Перекресток версий. Роман Василия Гроссмана «Жизнь и судьба» в литературно-политическом контексте 1960-х — 2010-х годов (Фельдман, Бит-Юнан) - страница 163

Смерть не страшит Мостовского. Испуган же он тем, что его сомнения, которые он старательно подавлял, отчасти созвучны доводам Лисса, настаивавшего: «Пропасти нет. Ее выдумали. Мы — форма единой сущности — партийного государства…»

В романе, как подчеркивает Свирский, все сказано ясно. Так, Мостовский понимает, что на него доводы Лисса не возымеют действия, только если будет пересмотрена прежняя система политических оценок.

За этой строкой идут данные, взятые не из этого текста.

PR #154, opened 2021-09-15
Rename manifest to metadata for consistency with the TUF specification

rdimitrov:
The following PR renames the use of `manifest` to `metadata` so the implementation is consistent with what is used within the TUF specification.

Signed-off-by: Radoslav Dimitrov <dimitrovr@vmware.com>

PR #198, opened 2021-12-10
[Delegations prereq 8] Make snapshot manifest list dynamic, and remove root.json from snapshot

ethan-lowman-dd:
In https://github.com/theupdateframework/go-tuf/pull/175, we will update the implementation of `snapshotMetadata` to dynamically return delegated targets as well as `targets.json`, so we prepare for that we're putting the list of metadata files that snapshot pins into a function.

We are also opportunistically using this PR to remove `root.json` from snapshot.


mnm678 (approved):

repo.go
```diff
@@ -803,6 +798,12 @@ func (r *Repo) Snapshot() error {
 	return r.SnapshotWithExpires(data.DefaultExpires("snapshot"))
 }
 
+func (r *Repo) snapshotManifests() []string {
+	// Note: root pinning is not supported in Spec 1.0.19.
```
asraa, line 802: Should we parameterize/flag protect this? Using go-tuf as a library causes dependent libraries to print out the root pinning warning. It would be nice to let users decide whether to include root
https://github.com/theupdateframework/go-tuf/issues/203

asraa (approved):

repo.go
asraa: Can this by default remove root.json? If we log warn about it, we should default to avoid the log.

But still think perhaps we should add a parameter to include root when calling `Snapshot`

zwass: What would be the motivation for a user wanting the `root.json` included? IMO it doesn't matter much how it's configured as long as the default is to not include it. But if there's not a clear motivation for providing the option I'd say keep it simple and don't add the option.

ethan-lowman-dd: I removed root.json from the snapshot. I had to change a number of tests to make them pass and also regenerate test data.

As of https://github.com/theupdateframework/go-tuf/pull/143, verification of root.json in snapshot has been removed from the client (replaced with that log line). I'm not sure I see the value in keeping a config option around to write root.json to snapshot if it's not actually verified in the client. The only thing that comes to mind is whether old clients will break against new repos written without root.json in snapshots, but changing the default with configuration via a build flag or by adding an options API is also a breaking change on repo side. I would lean toward making the repo-side breaking change for simplicity and to match the 1.0 spec sooner. What do you think @asraa?

repo.go
```diff
@@ -830,6 +825,12 @@ func (r *Repo) Snapshot() error {
...
```
joshuagl, line 829:
```suggestion
```

repo.go
```diff
@@ -830,6 +825,12 @@ func (r *Repo) Snapshot() error {
...
+	// root.json might need to be removed.
```
joshuagl, line 830:
```suggestion
```

repo.go
```diff
@@ -830,6 +825,12 @@ func (r *Repo) Snapshot() error {
 	return r.SnapshotWithExpires(data.DefaultExpires("snapshot"))
 }
 
+func (r *Repo) snapshotManifests() []string {
```
joshuagl, line 828: We moved away from using the term `manifests` to `metadata` in https://github.com/theupdateframework/go-tuf/pull/154 to better align with specification terminology.

joshuagl (commented):
This series looks good, thanks. Minor suggestions on variable name (manifests->metadata) and removing stale comments.

joshuagl (approved):
LGTM, thanks Ethan!

repo.go
asraa: >  I would lean toward making the repo-side breaking change for simplicity and to match the 1.0 spec sooner. 

This is reasonable to me!

asraa (approved):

Именно вся система, а не только отдельные ее элементы. Мостовский осознает, что надлежит признать достойными осуждения не только НКВД и даже сталинскую диктатуру, этого еще мало: «Надо осудить Ленина! Край пропасти!»

Далее Свирский отмечает, что возможны сомнения, «выражает ли Лисс взгляды самого Гроссмана? Справедлив ли автор, придумавший страшноватый для советского писателя прием: коричневым судить красное? Может быть, Гроссман остался вместе с Мостовским — на краю пропасти?».

Но, по Свирскому, полемика не имеет смысла. В романе все сказано ясно. Гроссман отрицает допустимость принесения человека в жертву идее. Такова и проблематика его послевоенной «пьесы „Если верить пифагорейцам“, в которой говорилось, что народ, любой народ — это квашня. В нем может подняться вверх то доброе, то злобное, отвратительное. На страх врагам. И — на руку пастырям…».

Подразумевалось, что в романе продолжен анализ проблемы, ранее поставленной. Далее же Свирский перешел к оценке историософских суждений автора дилогии: «А теперь существует также и последняя книга Василия Гроссмана „Все течет…“ („Посев“, 1970), не оставляющая никаких сомнений насчет того, как писатель относится к идеологическим пастырям, иначе говоря, остался он „на краю пропасти“ или нет».

По Свирскому, в повести ясно сказано о Ленине. И это развивает прежние историософские построения: «Василия Гроссмана, как видим, не страшили никакие пропасти, он пытался говорить о жажде свободы еще в сталинские годы, в первой части своей эпопеи („За правое дело“); он знал, что будет наказан за свой „глоток свободы“, как был наказан в „Жизни и судьбе“ любимый его герой — полковник Новиков, освободитель Сталинграда».

Да, можно считать, что Новиков — любимый герой. Он готов оплатить свой выбор жизнью. И Свирский отметил: «Пожалуй, именно его судьба бросает самый яркий и страшный отсвет на судьбу самого Гроссмана».

Тут Свирский не вполне точен. В романе судьба командира танкового корпуса остается неизвестной. Приказ Верховного Главнокомандующего выполнен в срок, однако начало прорыва задержано на восемь минут. Вернется ли полковник из Москвы, примет ли его доводы Сталин — читатель может лишь гадать. Гроссман оставил такие вопросы без ответа. Четко обозначен лишь новиковский выбор.